Adrenalectomie wordt meestal uitgevoerd door een dierenarts, in een verwijzingsziekenhuis of een veterinair academisch ziekenhuis. Honden krijgen voorafgaand aan de operatie een grondige pre-anesthesiebehandeling en kunnen ook worden gestart met medicijnen om het risico op complicaties te minimaliseren.
Adrenalectomie wordt uitgevoerd onder algemene anesthesie. De chirurg maakt een incisie in de buik en verwijdert de aangetaste bijnier. Na de operatie worden honden minimaal 24 uur op de intensive care (ICU) gecontroleerd. Dit maakt de vroege detectie en behandeling van chirurgische complicaties, zoals bloedstolsels, mogelijk.
Medische behandeling wordt aanbevolen voor huisdieren met de hypofyse-afhankelijke ziekte van Cushing. Er zijn twee medicijnen die vaak worden gebruikt om de ziekte van Cushing te behandelen:trilostane en mitotaan.
Trilostane :Dit medicijn blokkeert tijdelijk de aanmaak van cortisol. Het wordt een of twee keer per dag toegediend voor de rest van het leven van het huisdier.
Mitotaan :Dit medicijn werkt door de cortisolproducerende cellen in de bijnier permanent te doden. Huisdieren die met mitotaan worden behandeld, ondergaan doorgaans 7-10 dagen inductie (dagelijkse dosering) en krijgen vervolgens een wekelijkse dosis medicatie. Omdat mitotaan onomkeerbare effecten heeft op de bijnieren, wordt dit vaak als een risicovollere behandeling beschouwd dan trilostane.
Honden met de ziekte van Cushing krijgen meestal een van deze medicijnen voor de rest van hun leven. Behandeling met trilostane of mitotaan vereist uitgebreide monitoring.
Er moeten regelmatig ACTH-stimulatietests worden uitgevoerd om de bijnierfunctie te beoordelen, naast het controleren van het volledige aantal bloedcellen, serumbiochemie en urineonderzoek.
De prognose voor honden met de hypofyse-afhankelijke ziekte van Cushing is goed. Met de juiste behandeling worden doorgaans overlevingstijden van 2-3 jaar gerapporteerd.
De prognose voor honden met de bijnierafhankelijke ziekte van Cushing kan worden onderverdeeld in twee perioden:de operatieperiode en de lange termijn. De prognose voor een operatie wordt bewaakt, omdat het een riskante procedure is die complicaties kan hebben. Als de operatie succesvol is, hebben deze honden echter ook een goede prognose op lange termijn, met een gemiddelde overlevingstijd van 3 jaar.
Het diagnosticeren en behandelen van de ziekte van Cushing bij honden kan duur zijn en ouders van huisdieren moeten zich voorbereiden op de financiële kosten van een operatie of levenslange medicatie.
Hoewel de tarieven per locatie verschillen, kunnen eigenaren van gezelschapsdieren het volgende besteden om de ziekte van Cushing te diagnosticeren en te behandelen.

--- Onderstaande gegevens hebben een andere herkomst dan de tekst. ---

PR #2250, opened 2023-04-25
Fix compilation errors with NO_ASSERT

afh:
See inline comments for details.

### DIFF
--- a/src/utils.h
+++ b/src/utils.h
@@ -44,6 +44,7 @@
 #pragma once
 
 #include <boost/uuid/detail/sha1.hpp>
+#include <ledger.hh>
 
 #define TIMERS_ON   1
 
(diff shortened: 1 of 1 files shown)


src/utils.h
```diff
@@ -44,6 +44,7 @@
 #pragma once
 
 #include <boost/uuid/detail/sha1.hpp>
+#include <ledger.hh>
```
afh, line 47: `ledger.hh`. contains the definition of NO_ASSERT, without its inclusion the build fails at the linker stage with missing symbols ot `ledger::debug_assert`

src/utils.h
```diff
@@ -94,7 +95,7 @@ namespace ledger {
 
 #else // !NO_ASSERTS
 
-#define assert(x)
+#define assert(x) ((void)(x))
```
afh, line 98: The Python API uses the assert macro in several places (e.g. [`main/Objects/unicodeobject.c:118`](https://github.com/python/cpython/blob/main/Objects/unicodeobject.c#L118).

I'm uncertain whether this change is the best change possible, yet it allows the Ledger to compile successfully.

jwiegley (approved):

PR #2255, opened 2023-05-22
doc: Fix ledger3.texi:4306: unknown command `Chevron'

afh:


tbm (approved):
Doh!  Thanks for fixing this.

PR #2258, opened 2023-06-05
Use OpenBSD readline instead of editline

madroach:
OpenBSD ships with GNU readline in its base system. There is no port for NetBSD editline. Nevertheless ledger's configure system recognises the GNU readline library and sets `HAVE_EDIT`.
The OpenBSD ledger port deals with this by explicitely disabeling libedit support:
``` make
# libedit support requires readline headers that aren't installed on OpenBSD
CONFIGURE_ARGS +=	-DHAVE_EDIT:=Off
```
I did not test it, but ledger links fine against OpenBSD's libedit when `main.cc` knows the right headers, as done in this PR. This is a hack, because I don't test for the feature, but for the OS.

### DIFF
--- a/src/main.cc
+++ b/src/main.cc
@@ -40,7 +40,12 @@
 #endif
 
 #if HAVE_EDIT
-#include <editline/readline.h>
+  #ifdef __OpenBSD__
+    #include <readline/readline.h>
+    #include <readline/history.h>
+  #else
+    #include <editline/readline.h>
+  #endif
 #endif
 
 using namespace ledger;


afh:
Thanks for this PR, @madroach, let me try those changes on my OpenBSD workstation and get back to you.

afh:
@madroach Looking more closely at the issue I was wondering whether addressing this issue within cmake would allow to also support GNU readline alongside OpenBSD's libedit.
The result is PR #2259, what are your thoughts on this approach?

afh:
@madroach Are you okay with closing this in favor of #2259?

madroach:
Sure. Thanks for your efforts :)

PR #2265, opened 2023-06-17
Let dependabot help us keep Actions config up to date

purcell:


afh:
Thanks for the suggestion @purcell. Not being familiar with Dependabot for GitHub Actions, can you please share links to related documentation and use-cases that you think ledger will benefit from?
This would help me understand better how this can be used. 🙏

purcell:
Essentially, with this config Dependabot will automatically open PRs in the repo to bump the versions of GitHub Actions we use here, e.g. `install-nix-action`. I've been doing this across my repos today exactly because v20 of that action is currently broken on MacOS, and v22 is fixed — Dependabot just makes such updates easy to apply.

https://docs.github.com/en/code-security/dependabot/working-with-dependabot

afh (approved):
Automatically created PR to update GitHub Actions you say? I'm all for it!! 🥳

afh:
Thanks for making this change, @purcell. I took the liberty to apply the same changes to [ledger/ledger.github.io](https://github.com/ledger/ledger.github.io), so that things are up-to-date there as well.

purcell:
Oh, good thinking. I'd already done it for `ledger-mode` too. 😄

afh:
Excellent, @purcell! :tada:

@alerque is this something that [`ledger/vim-ledger`](https://github.com/ledger/vim-ledger) could possibly benefit from too?

PR #2271, opened 2023-07-13
Fix null posting causing error on balanced multi-commodity transaction

### LINKED ISSUE #2270: multiple commodities causes error: There cannot be null amounts after balancing a transaction
I have a journal like so:
```
commodity USD
  format 0.00 USD ; error
  ;format 0.000 USD ; no error

2023-04-01
  acc0  0.123 BTC @ 30508.00 USD
  acc1  -3752.48 USD
  fee  0.0002 BTC
  acc0  -0.0002 BTC
  adjustments
```
I expect ledger to figure out that the adjustments account should be deducted 0.004 USD, but instead I get:
```
While parsing file "tmp.dat", line 10:
Error: There cannot be null amounts after balancing a transaction
```
The error message goes away if I change the precision of USD to three decimal places. This does not make sense to me since ledger is supposed to internally use infinite-precision rational values.

And anyway, it would be nice if ledger could resolve a null value to zero instead of giving an error. I don't always want to have to figure out whether it will be zero to know whether I need to add an adjustments posting. I want to just add an adjustments posting whenever it may be necessary, and if it isn't used then great.

dbear496:
This fixes #2270 . The cause of the issue was balancing postings were not properly generated when the transaction balance was already zero.

### DIFF
--- a/src/balance.cc
+++ b/src/balance.cc
@@ -273,7 +273,7 @@ balance_t::strip_annotations(const keep_details_t& what_to_keep) const
 void balance_t::sorted_amounts(amounts_array& sorted) const
 {
   foreach (const amounts_map::value_type& pair, amounts)
-    if (pair.second)
+    if (! pair.second.is_null())
       sorted.push_back(&pair.second);
   std::stable_sort(
     sorted.begin(), sorted.end(),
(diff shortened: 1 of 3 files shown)


dbear496:
I am not sure whether my change to filter.cc is necessary. It passes all tests either way.

jwiegley (approved):

jwiegley:
It all looks like a safer and more robust form of the logic, so I'm good with it if it passes all tests.

PR #461, opened 2015-02-19
Fix the build

steveklabnik:


steveklabnik:
Travis is being stupid, but this does merge now.

Issue #465, opened 2015-02-21
Incorrect search engine summary of rustbyexample.com


sjef:
Searching for "rust by example" in Google returns this "**[Rust][rust]** is a programming language with a focus..." as rustbyexample.com's summary(or whatever it is called). This issue is also true for Baidu.

Bing and Duckduckgo returns this "**Rust by Example. Rust** is a programming language with a focus on type..."

Below are images showing the search result in Google, Baidu, Bing and Duckduckgo.

Google:
![rbegoogle](https://cloud.githubusercontent.com/assets/8290704/6316077/3e8ed428-ba18-11e4-87fe-49e32eafb07a.PNG)

Baidu:
![rbebaidu](https://cloud.githubusercontent.com/assets/8290704/6316079/485e5546-ba18-11e4-9518-6e01e951b5a5.PNG)

Bing:
![rbebing](https://cloud.githubusercontent.com/assets/8290704/6316078/432fd4aa-ba18-11e4-8ef5-4dbf5760dc8d.PNG)

Duckduckgo:
![rbeduckduckgo](https://cloud.githubusercontent.com/assets/8290704/6316076/3d5faf82-ba18-11e4-8703-ce9bf9ad0ade.PNG)

mdinger:
A possible fix is sorta detailed at https://github.com/rust-lang/rust-by-example/pull/466#issuecomment-75396099 but it's very preliminary.

sjef:
No longer appears to be an issue with any of the search engines.
Probably should have written this comment before I closed it.

PR #466, opened 2015-02-21
Introduction: remove duplicate [rust] call

sjef:
Possible fix for issue #465

### DIFF
--- a/examples/README.md
+++ b/examples/README.md
@@ -1,6 +1,6 @@
 # Rust by Example
 
-[Rust][rust] is a programming language with a focus on
+[Rust] is a programming language with a focus on
 type safety, memory safety, concurrency and performance.
 
 This book is a collection of bitesize examples that illustrate various rustic


mdinger:
That won't work. `[a][b]` is deferring a link to later in the file. Like here, the link would use the text `Rust` and use the `rust` link at the bottom of the page. This just means that google isn't parsing the markdown. This markdown:

```markdown
[Rust][rust] is a programming language with a focus on

[rust]: http://www.rust-lang.org/
```

Results in this:

[Rust][rust] is a programming language with a focus on

[rust]: http://www.rust-lang.org/

mdinger:
Markdown referencing conventions are listed [here](https://github.com/steveklabnik/rfcs/blob/api_comment_conventions/text/0000-api-comment-conventions.md#using-markdown)

sjef:
I see. 

The issue is then completely in the hands of the search engine provider?

mdinger:
Yeah. That's why Bing and Duckduckgo look correct; they are doing more comprehensive formatting of search results. Google has typically been pretty minimalistic about search results and may be part of it's popularity.

A more correct approach would be to request that Google parse the markdown in the search results though I don't know if Google has that option or where it would be. I just looked and couldn't find it.

[Yahoo](http://search.yahoo.com/search?p=rust%20by%20example) also get's it correct but Yahoo has typically been pretty heavy-handed with search styles so that's not surprising.

mdinger:
If Google has an option though or something to configure search results, it would be good to fix this. This isn't particularly pretty.

sjef:
I don't know how to get in touch with Google regarding issues like this. 

One fix from our side could be to refer/link to rust-lang.org at the second mention of "Rust". This is of course suboptimal.

mdinger:
I think it's probably buried somewhere in [here](https://support.google.com/webmasters/topic/4598337?hl=en&ref_topic=3309300) though I don't have time to find it now. You've probably got to annotate the webpage so it's labeled as Markdown somehow.

I doubt they'll go for changing the formatting. I'd explore annotation. It's probably possible.

steveklabnik:
Since this isn't going to be an actual fix, I'm going to give it a close.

Er is geen bekende manier om bijnier-afhankelijke of hypofyse-afhankelijke ziekte van Cushing bij honden te voorkomen. Veranderingen in het dieet zijn niet gunstig bij het voorkomen of behandelen van deze aandoening.
De iatrogene ziekte van Cushing kan echter worden voorkomen. Door de blootstelling van een hond aan steroïden te beperken, wordt de iatrogene ziekte van Cushing voorkomen. Steroïden zijn te vinden in sommige vrij verkrijgbare medicijnen, dus deze medicijnen moeten met de nodige voorzichtigheid worden gebruikt.
Honden met chronische huidallergieën en andere ontstekingsaandoeningen moeten, indien mogelijk, worden behandeld met niet-steroïde therapieën.